Multi-Criteria Decision Analysis: Key Concepts and Techniques

Classified in Economy

Written at on English with a size of 2.59 KB.

Sensitivity Analysis

2 Members of the Restrictions:

Sensitivity analysis is important because it allows us to determine the opportunity cost of resources.

Obtain Efficient Solutions

By optimizing one objective and considering the other as a parametric constraint, we can obtain an efficient solution for each value between its ideal and anti-ideal points of the objectives included as parametric constraints in the model.

Difference in Pairwise Comparisons in AHP and PROMETHEE

There are two types of pairwise comparisons in AHP: between criteria in the same level with respect to a criterion in the next higher level and between alternatives with respect to a criterion in the next upper level of the hierarchy. PROMETHEE is only based on pairwise comparisons between alternatives.
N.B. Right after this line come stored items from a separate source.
PR #146, opened 2014-12-06
Add Python 3 trove classifiers.

vaibhavsagar:
This makes <http://py3readiness.org> display the status of this package correctly :).

### DIFF
--- a/include/websock.js
+++ b/include/websock.js
@@ -262,7 +262,7 @@ function on(evt, handler) {
     eventHandlers[evt] = handler;
 }
 
-function init(protocols) {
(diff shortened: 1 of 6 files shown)


vaibhavsagar:
I did some rebasing, let me know if you'd like me to close this pull request and submit a new one instead.

DirectXMan12:
Yes, it would be great if you could submit a PR in a branch that is synced with noVNC master so we only have the one commi ("Add Python 3 trove classifiers").  Thanks!

vaibhavsagar:
Done, see #159.

PR #157, opened 2015-02-27
added --target-api option

james-portman:
I have added --target-api option to query tokens against a JSON Rest API

The API URL should be given by the --target-api option,
the token given will be appended to the API URL e.g. for a token of 1234abcd
http://localhost/theapi/ becomes http://localhost/theapi/1234abcd

ip and port of the VNC connection should be returned in JSON format from the API

### DIFF
--- a/websockify/websocketproxy.py
+++ b/websockify/websocketproxy.py
@@ -11,7 +11,7 @@ as taken from http://docs.python.org/dev/library/ssl.html#certificates
 
 '''
 
-import signal, socket, optparse, time, os, sys, subprocess, logging
+import signal, socket, optparse, time, os, sys, subprocess, logging, urllib2, json
 try:    from socketserver import ForkingMixIn
 except: from SocketServer import ForkingMixIn
 try:    from http.server import HTTPServer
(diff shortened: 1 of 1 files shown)


DirectXMan12:
Hi!  Thanks  for the contribution.

A couple of commets:

1.  Can you please squash all the of the "cleanup" commits into one or two separate commits?
2. Since this is the second "option" for using tokens, what would be really great would be if we could have a plugin-type system that allowed noVNC to call out to a separate class/method to turn a token into a target pair.  Then, we could simply provide the current functionaly (reading from a file) and your functionality as example/built-in plugins (then you could do something like `--token-plugin websockify.token_loaders.FromFile --token-source file_name_here` or `--token-plugin ValidPythonImportPathHere --token-source "some argument be passed to the class on instantiation"`).

@kanaka : thoughts on number two?

james-portman:
Hi,

Sorry I only realised they weren't squashed afterward but thought it would
still be a good use case for you to see and talk about,

I do think it would be nice to split out the functionality to allow others
in future too yeah,

I will have a look when I get some spare time and do a new, and tidier pull
request

Thanks

DirectXMan12:
For future reference, you can just squash and `git push --force`, and GitHub will update the PR automatically

dhilipsiva:
@james-portman I sent you a pull request. There was a tiny bug in your pull request. Its working now.

james-portman:
Think I have managed to squash it by the way, I did try originally but the push --force made the difference, thanks.

dhilipsiva:
@james-portman Yeah, I just saw you squashed commit. I thought you may not find time and opened PR #158 and I closed after seeing your commit. Thanks for this PR.

DirectXMan12:
Closing in favor of #162.

PR #160, opened 2015-03-24
Added mechanism to ensure data send

vedmack:
Added mechanism to ensure data send in case that `websocket.bufferedAmunt > api.maxBufferedAmount`

Because sometimes when the `websocket.bufferedAmount > api.maxBufferedAmount` the `else` block of `flush` function was reached and eventually the websokets got closed, and that _mechanism with the `setInterval`_ is the only way that I managed to keep the connection alive and working.

Daniel.

### DIFF
--- a/include/websock.js
+++ b/include/websock.js
@@ -65,7 +65,8 @@ var api = {},         // Public API
         'error'   : function() {}
     },
 
-    test_mode = false;
+    test_mode = false,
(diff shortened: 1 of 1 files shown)


CendioOssman:
The buffer limit has been removed as of 40238b00b61e509260e3093b0b353d5dcef6c413.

PROMETHEE requires us to know the behavior of the alternatives for each criterion quantitatively or qualitatively through the evaluation table. AHP only needs the relative contribution of an alternative over another with respect to a criterion, based on expert judgments.

Efficient Frontier in Efficient Portfolios

The efficient frontier shows the minimum risk of a portfolio, measured as standard deviation, for each value of the portfolio's total return.

Local Priorities

Local priorities are obtained from the pairwise comparison matrix when you compare criteria in the same level of the hierarchy with respect to a criterion in the next upper level or when you compare alternatives with respect to a criterion in the next upper level of the hierarchy.

Global Priorities

Global priorities are obtained by weighting the local priorities of the alternatives with the priorities of the criteria. They allow us to select and prioritize the alternatives in a decision problem.

Variance of Markowitz Model for Efficient Portfolios

Objectives of Investors

The values of the decision variables xi (i = 1, 2... n) represent the proportion of each asset i in the portfolio. The objectives of investors are to maximize the expected return and minimize the total risk of the portfolio.

Expected Return

The expected return of a portfolio R(X) is the weighted sum of the individual average returns from the n assets that compose the portfolio, where the weights are the proportions of each asset, which are the decision variables of the model.

Risk of the Portfolio

The risk of the portfolio is measured by the variance of the portfolio's total return V(X).